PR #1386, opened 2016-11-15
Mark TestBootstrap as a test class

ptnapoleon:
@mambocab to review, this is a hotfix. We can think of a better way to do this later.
--
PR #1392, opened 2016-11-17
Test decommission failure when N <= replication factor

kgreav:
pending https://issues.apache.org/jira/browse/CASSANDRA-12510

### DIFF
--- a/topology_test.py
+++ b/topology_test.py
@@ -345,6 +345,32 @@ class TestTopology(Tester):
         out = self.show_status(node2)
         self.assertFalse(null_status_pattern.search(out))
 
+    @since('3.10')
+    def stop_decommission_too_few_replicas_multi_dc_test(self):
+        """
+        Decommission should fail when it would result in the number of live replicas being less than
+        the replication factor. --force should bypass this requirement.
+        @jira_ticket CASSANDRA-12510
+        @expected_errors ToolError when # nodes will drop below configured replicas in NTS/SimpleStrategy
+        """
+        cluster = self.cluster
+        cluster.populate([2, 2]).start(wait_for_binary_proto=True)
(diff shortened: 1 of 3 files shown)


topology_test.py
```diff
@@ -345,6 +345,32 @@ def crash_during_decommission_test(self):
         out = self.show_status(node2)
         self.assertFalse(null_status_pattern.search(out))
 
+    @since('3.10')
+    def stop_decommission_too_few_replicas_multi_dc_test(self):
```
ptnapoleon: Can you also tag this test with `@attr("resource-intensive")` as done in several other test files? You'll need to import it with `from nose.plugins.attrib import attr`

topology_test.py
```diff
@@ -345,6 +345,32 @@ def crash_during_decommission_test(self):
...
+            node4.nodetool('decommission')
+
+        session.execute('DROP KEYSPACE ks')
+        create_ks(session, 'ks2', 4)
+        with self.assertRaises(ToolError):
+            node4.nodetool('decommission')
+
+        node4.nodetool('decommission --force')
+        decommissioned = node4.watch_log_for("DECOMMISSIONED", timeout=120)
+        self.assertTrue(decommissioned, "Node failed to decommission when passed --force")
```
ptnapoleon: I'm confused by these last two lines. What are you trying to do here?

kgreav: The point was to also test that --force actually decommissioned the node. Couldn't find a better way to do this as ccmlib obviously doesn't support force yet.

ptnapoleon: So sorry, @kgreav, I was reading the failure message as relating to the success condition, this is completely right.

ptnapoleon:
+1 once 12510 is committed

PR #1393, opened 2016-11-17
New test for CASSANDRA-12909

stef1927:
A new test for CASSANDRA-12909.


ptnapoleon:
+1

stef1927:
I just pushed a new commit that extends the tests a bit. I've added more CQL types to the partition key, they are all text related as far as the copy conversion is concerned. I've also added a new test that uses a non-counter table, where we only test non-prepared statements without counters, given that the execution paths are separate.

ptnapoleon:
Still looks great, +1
...
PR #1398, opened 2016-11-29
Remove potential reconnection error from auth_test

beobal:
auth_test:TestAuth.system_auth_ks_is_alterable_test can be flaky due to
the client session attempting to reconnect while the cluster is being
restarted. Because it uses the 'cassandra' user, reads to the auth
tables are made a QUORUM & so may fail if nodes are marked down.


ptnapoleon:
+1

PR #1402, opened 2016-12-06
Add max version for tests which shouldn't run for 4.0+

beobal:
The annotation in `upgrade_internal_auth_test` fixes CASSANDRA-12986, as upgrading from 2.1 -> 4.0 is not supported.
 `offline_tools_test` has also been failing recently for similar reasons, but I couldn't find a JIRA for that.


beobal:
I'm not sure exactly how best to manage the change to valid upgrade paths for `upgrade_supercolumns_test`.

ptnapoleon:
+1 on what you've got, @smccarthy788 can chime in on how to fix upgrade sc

What this task involves
From the records above, transcribe without alteration every line from the one with "JIRA for that." to the one with "fix upgrade sc", inclusive.

Answer below
 `offline_tools_test` has also been failing recently for similar reasons, but I couldn't find a JIRA for that.


beobal:
I'm not sure exactly how best to manage the change to valid upgrade paths for `upgrade_supercolumns_test`.

ptnapoleon:
+1 on what you've got, @smccarthy788 can chime in on how to fix upgrade sc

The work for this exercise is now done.